Je suis une sale conne

N’en déplaise à la première dame de France, Brigitte Macron, je suis féministe. Assumée. Et donc selon ses propres dires, je suis une «sale conne». Comme plein de Québécoises et de Françaises, je dénonce les violences faites aux femmes et toutes les injustices dont elles sont victimes.
Je ne suis pas la seule sale conne — nous sommes des centaines, sur les réseaux sociaux, à rejoindre le mouvement #salesconnes depuis dimanche.
Ce jour-là, en coulisses des Folies Bergères, lors d’un spectacle de l’humoriste Ary Abittan, l’épouse du président de la République a traité des militantes féministes venues manifester de «sales connes».
Elle a ajouté qu’«on va les foutre dehors», ces «bandits masqués».
Brigitte Macron réagissait ainsi à la protestation, spontanée, bruyante et dérangeante, de quatre militantes du collectif national Nous Toutes. Celles-ci ont fait irruption le 6 décembre dans la salle où l’humoriste donnait son spectacle.
Masquées, elles ont scandé «Abittan violeur!» pendant quelques minutes avant d’être escortées vers la sortie.
Non-lieu
Pourquoi cet esclandre ?
Parce qu’Ary Abittan a été accusé de viol à l’automne 2021 par une jeune femme de 23 ans. Celle-ci a porté plainte rapidement (le lendemain du viol allégué) et elle a été soumise à des examens médicaux révélant «des lésions vaginales et anales graves», «des contusions», des «hématomes» et «des griffures», dixit le certificat médical rendu public.
Tout cela a été déposé en Cour, tout comme des messages textos échangés entre la plaignante et une amie et une pièce matérielle troublante soit une serviette de bain saisie au domicile de l’accusé et tachée du sang de la plaignante.
Après trois ans de démarches judiciaires, l’affaire a abouti à un «non-lieu» en avril 2024. Cela a été confirmé en appel en janvier dernier.
Bref, Ary Abittan est considéré comme innocent par la justice française.
«Je pardonne»
Mais je tiens à préciser quelque chose: un non-lieu n’est pas un acquittement. Il signe la fin des poursuites faute de preuves suffisantes. Un non-lieu n’efface pas les accusations, ni le témoignage de la plaignante, ni ce qui a été déposé au dossier judiciaire.
Abittan s’est d’abord retiré de la vie publique, mais il est remonté tout récemment sur scène pour présenter son nouveau spectacle (qui s’intitule, oui oui, «Authentique»). Dans une entrevue télé, il y a un mois, il annonçait: «Je pardonne».

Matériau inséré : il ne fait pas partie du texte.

PR #4728, opened 2020-08-27
Change kpt deployer doc from Beta to Alpha

yuwenma:


yuwenma:
> actually, you need to update this here: [`master`/pkg/skaffold/schema/latest/config.go#L450](https://github.com/GoogleContainerTools/skaffold/blob/master/pkg/skaffold/schema/latest/config.go#L450)
> 
> then run `make generate-schemas` and commit that.

Oh, skaffold generates the user reference from the schema comment. like it!

PR #4735, opened 2020-08-28
Add test for using helm setFiles

MarlonGamez:
This PR only adds a simple test to check that using setFiles in the helm deployer stanza adds the proper flag when running helm commands


MarlonGamez:
Codecov seems to be behaving oddly on this PR. @tejal29 pointed out that it has the same diffs as a PR that she merged earlier #4690

gsquared94 (approved):

PR #4736, opened 2020-08-28
Extending Workflow for Kpt Deployer (accepting additional arguments)

felixtran39:
**Related**:  #3904

**Description**
This contains the implementation and additional test cases allowing users to specify additional arguments when running `kpt fn` or `kpt live` commands with Skaffold.

**User facing changes**
Users will have the option to specify additional arguments in their skaffold.yaml.

**Follow-up Work**
It may be a good idea to add more validation to the config in the future such as validating the values of these arguments to fit certain patterns and catch the error before the command is called.

Before:
```
deploy:
  kpt:
    dir: ...
    fn:
      fnPath: ...
      image: ...
    live:
      apply:
      - ...
      - ...
```

After:
```
deploy:
  kpt:
    dir: ...
    fn:
      fnPath: str
      image: str
      network: str
      networkName: str
      globalScope: str
      mount: []str
    live:
      inventoryID: str
      inventoryNamespace: str
      apply:
        pollperiod: str
        prunePropagationPolicy: str
        pruneTimeout: str
        reconcileTimeout: str
      
```

### DIFF
--- a/docs/content/en/schemas/v2beta7.json
+++ b/docs/content/en/schemas/v2beta7.json
@@ -1639,11 +1639,16 @@
           "description": "a directory to read functions from instead of the configuration directory.",
           "x-intellij-html-description": "a directory to read functions from instead of the configuration directory."
         },
-        "image": {
+        "globalScope": {
           "type": "boolean",
           "description": "sets global scope for functions.",
           "x-intellij-html-description": "sets global scope for functions.",
           "default": "false"
+        },
+        "image": {
+          "type": "string",
+          "description": "an image to be run as a function in lieu of running functions from a directory.",
+          "x-intellij-html-description": "an image to be run as a function in lieu of running functions from a directory."
         },
         "mount": {
           "items": {
@@ -1671,7 +1676,7 @@
         "image",
         "networkName",
         "network",
-        "image",
+        "globalScope",
         "mount"
       ],
       "additionalProperties": false,
@@ -1680,7 +1685,7 @@
     },
     "KptLive": {
       "properties": {
-        "flags": {
+        "apply": {
           "$ref": "#/definitions/KptLiveApply",
           "description": "adds additional configurations for `kpt live apply` commands.",
           "x-intellij-html-description": "adds additional configurations for <code>kpt live apply</code> commands."
@@ -1699,7 +1704,7 @@
       "preferredOrder": [
         "inventoryID",
         "inventoryNamespace",
-        "flags"
+        "apply"
       ],
       "additionalProperties": false,
       "description": "adds additional configurations used when calling `kpt live`.",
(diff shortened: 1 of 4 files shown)


docs/content/en/schemas/v2beta7.json
```diff
@@ -1639,15 +1639,45 @@
...
+        "networkName": {
+          "type": "string",
+          "description": "docker network to run the container in (default \"bridge\").",
+          "x-intellij-html-description": "docker network to run the container in (default &quot;bridge&quot;)."
         }
       },
       "preferredOrder": [
         "fnPath",
-        "image"
+        "image",
```
yuwenma, line 1676: nit: always use alphabetical order in config list especially if the list is large. (if some fields are required, required should always come first).

pkg/skaffold/deploy/kpt.go
```diff
@@ -360,3 +348,82 @@ func getResources(root string) ([]string, error) {
 
 	return files, err
 }
+
+// getFlags returns a list of arguments that the user specified for the `kpt fn run` command.
```
yuwenma, line 352: typo: getKptFnRunArgs

pkg/skaffold/deploy/kpt.go
```diff
@@ -360,3 +348,82 @@ func getResources(root string) ([]string, error) {
...
+		count++
+	}
+
+	if len(k.Fn.Image) > 0 {
+		flags = append(flags, "--image", k.Fn.Image)
+		count++
+	}
+
+	if count > 1 {
+		return nil, errors.New("only one of `fn-path` or `image` configs can be specified at most")
```
yuwenma, line 387: sorry. can we change this to "only one of `fn-path` or `image` may be specified"

pkg/skaffold/deploy/kpt_test.go
```diff
@@ -117,6 +117,42 @@ spec:
...
+		},
+		{
+			description: "user specifies prune propagation policy and prune timeout",
+			cfg: &latest.KptDeploy{
+				Dir:      ".",
+				ApplyDir: "valid_path",
+				Live: latest.KptLive{
+					Apply: latest.KptLiveApply{
+						PrunePropagationPolicy: "Orphan",
+						PruneTimeout:           "2m",
```
yuwenma, line 146: we need two sad path checks here
1. bad timeout value
2. unknown policy

pkg/skaffold/deploy/kpt.go
felixtran39: of course!

docs/content/en/schemas/v2beta7.json
felixtran39: Thanks for the tip!

PR #4738, opened 2020-08-31
Fix #4725: Apply profiles and patches before skaffold config upgrade to latest

### LINKED ISSUE #4725: Cannot define patches for properties that have been changed in newer versions
From a user report on slack, consider the patch:
```
  patches:
     - op: add
        path: /deploy/helm/releases/0
        value:
          name: docs
          namespace: documentation
          chartPath: ./documentation/helm
          remote: false
          values:
            image: docs
```
This is consistent for skaffold API version `skaffold/v1` but in newer versions `value` property of the helm deployer has been renamed to `artifactOverride`. This patch fails to get applied as it's not upgraded to the latest version properly unlike the regular `Pipeline` objects [do](https://github.com/GoogleContainerTools/skaffold/blob/master/pkg/skaffold/schema/util/upgrade_pipelines.go#L31).

gsquared94:
Fixes #4725

I'm applying the profiles **before** upgrading the config from current version to latest. Since the Profiles' `Pipeline` and `Patch` are always defined against the specified config version, this should always work.

Since `Profile` doesn't get upgraded we rely on a switch block to add a new case statement if the `Activation` and `JSONPatch` structs are updated in the future (pretty unlikely though).
```go
switch {
	// Custom activation not supported before v1beta4
	case version.LT(v1b4):
		isActive, isContextActivated = true, false
	// when modifying the `Activation` struct add a case condition here corresponding to the new version and a corresponding `checkActivation` function.
	default:
		var versionedActivation *v1beta4.Activation
		skutil.CloneThroughJSON(activation, &versionedActivation)
		isActive, isContextActivated, err = checkActivation(versionedActivation, opts)
	}
```

```go
switch {
	// Profile patches not supported before v1beta4
	case version.LT(v1b4):
		return fmt.Errorf("profile patches not supported in v%v", v1b4)
	// when modifying the `JSONPatch` struct add a case condition here corresponding to the new version and a corresponding `createPatchOperation` function.
	default:
		patch, err = createPatchOperation(profilePatches.Index(i), buf)
	}
```

### DIFF
--- a/cmd/skaffold/app/cmd/fix.go
+++ b/cmd/skaffold/app/cmd/fix.go
@@ -21,6 +21,7 @@ import (
 	"fmt"
 	"io"
 	"io/ioutil"
+	"reflect"
 
 	"github.com/spf13/cobra"
 	"github.com/spf13/pflag"
@@ -28,6 +29,7 @@ import (
 	"github.com/GoogleContainerTools/skaffold/pkg/skaffold/color"
 	"github.com/GoogleContainerTools/skaffold/pkg/skaffold/schema"
 	"github.com/GoogleContainerTools/skaffold/pkg/skaffold/schema/latest"
+	"github.com/GoogleContainerTools/skaffold/pkg/skaffold/schema/util"
 	"github.com/GoogleContainerTools/skaffold/pkg/skaffold/schema/validation"
 	"github.com/GoogleContainerTools/skaffold/pkg/skaffold/yaml"
 )
@@ -84,10 +86,25 @@ func fix(out io.Writer, configFile string, toVersion string, overwrite bool) err
 		if err := ioutil.WriteFile(configFile, newCfg, 0644); err != nil {
 			return fmt.Errorf("writing config file: %w", err)
 		}
-		color.Default.Fprintf(out, "New config at version %s generated and written to %s\n", cfg.GetVersion(), opts.ConfigurationFile)
+		color.Default.Fprintf(out, "New config at version %s generated and written to %s\n", cfg.GetVersion(), configFile)
+		warnForProfilePatchUpgrade(cfg, out)
 	} else {
 		out.Write(newCfg)
 	}
 
 	return nil
+}
+
+func warnForProfilePatchUpgrade(config util.VersionedConfig, out io.Writer) {
+	profiles := reflect.ValueOf(config).Elem().FieldByName("Profiles")
+	if !profiles.IsValid() {
+		return
+	}
+
+	for i := 0; i < profiles.Len(); i++ {
+		if !profiles.Index(i).FieldByName("Patches").IsNil() {
+			color.Red.Fprintln(out, "Patch definitions in profiles cannot be upgraded automatically. Please fix them manually.")
+			return
+		}
+	}
 }
--- a/cmd/skaffold/app/cmd/runner.go
+++ b/cmd/skaffold/app/cmd/runner.go
@@ -67,7 +67,7 @@ func createNewRunner(opts config.SkaffoldOptions) (runner.Runner, *latest.Skaffo
 }
 
 func runContext(opts config.SkaffoldOptions) (*runcontext.RunContext, *latest.SkaffoldConfig, error) {
-	parsed, err := schema.ParseConfigAndUpgrade(opts.ConfigurationFile, latest.Version)
+	parsed, err := schema.ParseConfig(opts.ConfigurationFile)
 	if err != nil {
 		if os.IsNotExist(errors.Unwrap(err)) {
 			return nil, nil, fmt.Errorf("skaffold config file %s not found - check your current working directory, or try running `skaffold init`", opts.ConfigurationFile)
@@ -80,12 +80,15 @@ func runContext(opts config.SkaffoldOptions) (*runcontext.RunContext, *latest.Sk
 		return nil, nil, fmt.Errorf("parsing skaffold config: %w", err)
 	}
 
-	config := parsed.(*latest.SkaffoldConfig)
-
-	if err = schema.ApplyProfiles(config, opts); err != nil {
+	if err = schema.ApplyProfiles(parsed, opts); err != nil {
 		return nil, nil, fmt.Errorf("applying profiles: %w", err)
 	}
 
+	if parsed, err = schema.UpgradeConfig(parsed, latest.Version); err != nil {
+		return nil, nil, fmt.Errorf("upgrading config: %w", err)
+	}
+
+	config := parsed.(*latest.SkaffoldConfig)
 	kubectx.ConfigureKubeConfig(opts.KubeConfig, opts.KubeContext, config.Deploy.KubeContext)
 
 	if err := defaults.Set(config); err != nil {
--- a/pkg/skaffold/schema/profiles.go
+++ b/pkg/skaffold/schema/profiles.go
@@ -22,13 +22,16 @@ import (
 	"reflect"
 	"strings"
 
+	"github.com/blang/semver"
 	yamlpatch "github.com/krishicks/yaml-patch"
 	"github.com/sirupsen/logrus"
 
+	"github.com/GoogleContainerTools/skaffold/pkg/skaffold/apiversion"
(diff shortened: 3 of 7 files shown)


gsquared94:
> I think this is a nifty approach!
> 
> It seems like we should add some checks to `fix` to warn that profile patch (when found) will not be updated.
> 
> Changing everything to reference a v1beta4.Activation seems grotty. I'm a reflection-n00b but can you not use reflection to access the structure elements?

The reason I reference `v1beta4` version of activation is so that I can cast it to a `ProfileSelector`
```
// line 77 of pkg/skaffold/schema/profiles.go
s = append(s, activations.Index(j).Addr().Interface().(util.ProfileSelector))
```

If I don't do that then I'll have to define this function for each and every version of `Activation`
`func (a *Activation) IsActive(options map[string]string) (bool, bool, error) ` which seemed like a lot of duplicate code.

The reason I'm doing any of this and not just using reflection is because I don't want to assume that `Activation` struct will never change. I'd be hardcoding field names and such if I go the reflection route all the way.

pkg/skaffold/schema/latest/config.go
```diff
@@ -744,7 +745,7 @@ type Profile struct {
 	// Activation criteria by which a profile can be auto-activated.
 	// The profile is auto-activated if any one of the activations are triggered.
 	// An activation is triggered if all of the criteria (env, kubeContext, command) are triggered.
-	Activation []Activation `yaml:"activation,omitempty"`
+	Activation []v1beta4.Activation `yaml:"activation,omitempty"`
```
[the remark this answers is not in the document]
gsquared94: replied elsewhere what necessitates this change.

briandealwis:
This code is entirely ours, so do the right thing: have a single `IsActive` that uses reflection and add a test to fail detect when `latest.Activation` changes in an unanticipated way.

pkg/skaffold/schema/profiles.go
```diff
@@ -80,45 +90,78 @@ func checkKubeContextConsistency(contextSpecificProfiles []string, cliContext, e
...
+// checkActivations converts each profile `Activation` to a known version and applies the corresponding `checkActivation` function.
+func checkActivations(profiles reflect.Value, version semver.Version, opts cfg.SkaffoldOptions) ([]string, []string, error) {
+	if !opts.ProfileAutoActivation {
+		return nil, nil, nil
+	}
 
-				kubeContext, err := isKubeContext(cond.KubeContext, opts)
+	var activatedProfiles []string
+	var contextSpecificProfiles []string
+	v1b4, _ := apiversion.Parse(v1beta4.Version)
```
briandealwis, line 118: Can we extract this (and the later use) to a constant?  (Will need to add `apiversion.MustParse()`?)

pkg/skaffold/schema/profiles.go
```diff
@@ -80,45 +90,78 @@ func checkKubeContextConsistency(contextSpecificProfiles []string, cliContext, e
...
+				activation := activations.Index(j).Addr().Interface()
+				var isActive, isContextActivated bool
+				var err error
+				switch {
+				// Custom activation not supported before v1beta4
+				case version.LT(v1b4):
+					isActive, isContextActivated = true, false
+				// when modifying the `Activation` struct add a case condition here corresponding to the new version and a corresponding `checkActivation` function.
+				default:
+					var versionedActivation *v1beta4.Activation
```
briandealwis, line 133: Aren't we better off cloning this to `latest.Activation`?  What if v2beta12 adds a new field to `Activation`, or a different activation type?

(I experimented with changing this and other uses to `latest.Activation` and it seemed to work fine for me.)

cmd/skaffold/app/cmd/fix.go
```diff
@@ -84,10 +86,25 @@ func fix(out io.Writer, configFile string, toVersion string, overwrite bool) err
 		if err := ioutil.WriteFile(configFile, newCfg, 0644); err != nil {
 			return fmt.Errorf("writing config file: %w", err)
 		}
-		color.Default.Fprintf(out, "New config at version %s generated and written to %s\n", cfg.GetVersion(), opts.ConfigurationFile)
+		color.Default.Fprintf(out, "New config at version %s generated and written to %s\n", cfg.GetVersion(), configFile)
+		warnForProfilePatchUpgrade(cfg, out)
```
briandealwis, line 90: I think we should check for profile patches regardless of whether it's overwrite or send to stdout?

cmd/skaffold/app/cmd/runner.go
```diff
@@ -67,7 +67,7 @@ func createNewRunner(opts config.SkaffoldOptions) (runner.Runner, *latest.Skaffo
 }
 
 func runContext(opts config.SkaffoldOptions) (*runcontext.RunContext, *latest.SkaffoldConfig, error) {
-	parsed, err := schema.ParseConfigAndUpgrade(opts.ConfigurationFile, latest.Version)
+	parsed, err := schema.ParseConfig(opts.ConfigurationFile)
```
briandealwis, line 70: We should have a comment here to describe the separation.

briandealwis (commented):
I do wonder if we wouldn't be better off trying to:

  1. Parse
  2. Upgrade
  3. Apply Profiles
  4. If the ApplyProfiles failed, then return to the original parse config, apply profiles, and then upgrade, and issue a warning.

pkg/skaffold/schema/profiles.go
gsquared94: So the idea here is that if `v2beta12` changes `Activation` struct then this code would change to:

```go
switch {
	// Custom activation not supported before v1beta4
	case version.LT(v1b4):
		isActive, isContextActivated = true, false
	// when modifying the `Activation` struct add a case condition here corresponding to the new version and a corresponding `checkActivation` function.
	case version.LT(v1b12):
		var versionedActivation *v1beta4.Activation
		skutil.CloneThroughJSON(activation, &versionedActivation)
		isActive, isContextActivated, err = checkActivationv1b4(versionedActivation, opts)
	default:
		var versionedActivation *v2beta12.Activation
		skutil.CloneThroughJSON(activation, &versionedActivation)
		isActive, isContextActivated, err = checkActivationb2v12(versionedActivation, opts)
	}
```

gsquared94: If I changed this to `latest.Activation` like below:
```go
default:
	var versionedActivation *latest.Activation
	skutil.CloneThroughJSON(activation, &versionedActivation)
	isActive, isContextActivated, err = checkActivation(versionedActivation, opts)

func checkActivation(a *latest.Activation, opts cfg.SkaffoldOpts)
```

Then, the next person modifying `Activation` struct might erroneously just modify the `checkActivation` function without handling for the old versions. Doing it the current way also catches this error.

briandealwis: Just so I understand, your way will error if there are new fields or renamed fields, then `CloneThroughJSON` should panic.

gsquared94:
> I do wonder if we wouldn't be better off trying to:
> 
>     1. Parse
> 
>     2. Upgrade
> 
>     3. Apply Profiles
> 
>     4. If the ApplyProfiles failed, then return to the original parse config, apply profiles, and then upgrade, and issue a warning.

Since the patch definitions can be valid it's possible that profile upgrade can be wrong without any error (refer [this](https://kubernetes.slack.com/archives/CABQMSZA6/p1597687772018200) slack thread). Do you think we should do this instead?
- If profile contains patch definitions:
  - Parse
  - Apply Profiles
  - Upgrade
- else
  - Parse&Upgrade
  - Apply Profiles

cmd/skaffold/app/cmd/fix.go
gsquared94: discussed offline with @briandealwis. We can add this message as a comment to the upgraded config.

pkg/skaffold/schema/profiles.go
gsquared94: discussed offline with @briandealwis. This approach requires devs to be aware of the context for this issue, which makes it susceptible to break in the future. Will rethink approach.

Et dimanche, donc, Brigitte Macron s’est rendue au show d’Abittan et s’est entretenue en coulisses avec l’artiste. Dans une vidéo qui a fuité (et qui a été retirée du web depuis), elle lui a offert son appui… et a traité les militantes de «sales connes».
Les associations féministes n’ont pas tardé à dénoncer les propos de la première dame, demandant des excuses. Sur les réseaux sociaux, l’affaire fait grand bruit. Certaines personnalités, dont l’actrice Marion Cotillard et l’ancien président François Hollande, se sont insurgées.
Brigitte Macron s’excusera-t-elle ? Pour le moment, elle ne l’a pas fait. Ses relationnistes ont plutôt tenté de corriger le tir en disant qu’elle dénonçait «la méthode radicale» et non le mouvement féministe.
Antiféminisme ordinaire
Mais c’est trop peu, trop tard.
Les féministes sont piquées à vif. Je suis piquée à vif.
Cette déclaration s’inscrit directement dans ce qu’on appelle «l’antiféminisme ordinaire», sorte de réflexe adopté par certains pour discréditer et banaliser la parole des femmes… pour mieux défendre un homme en situation de pouvoir.
On revient donc à notre bon vieux patriarcat : il vaut mieux maintenir les structures et la hiérarchie existantes, laisser les privilèges aux hommes et repousser toute progression vers l’égalité.
Sale conne, c’est une insulte, une gifle, un crachat au visage de toutes celles qui nous ont fait avancer et le font encore. De Thérèse Casgrain à Martine Delvaux en passant par Nelly Arcan, Janette Bertrand, Idola Saint-Jean, Françoise David, Léa Clermont-Dion et j’en passe… Toutes des sales connes.
Abandonner les victimes
Ary Abittan peut bien réintégrer sa vie, reprendre sa carrière, revenir sous les projecteurs. Brigitte Macron peut bien se positionner dans son camp.
Mais moi, comme des milliers d’autres personnes, je continue de prendre au sérieux les femmes, les plaignantes, je continue de les croire. Et je continue de penser que notre système échoue trop souvent à protéger les victimes.
Alors oui, je prends volontiers l’insulte. Je suis une sale conne.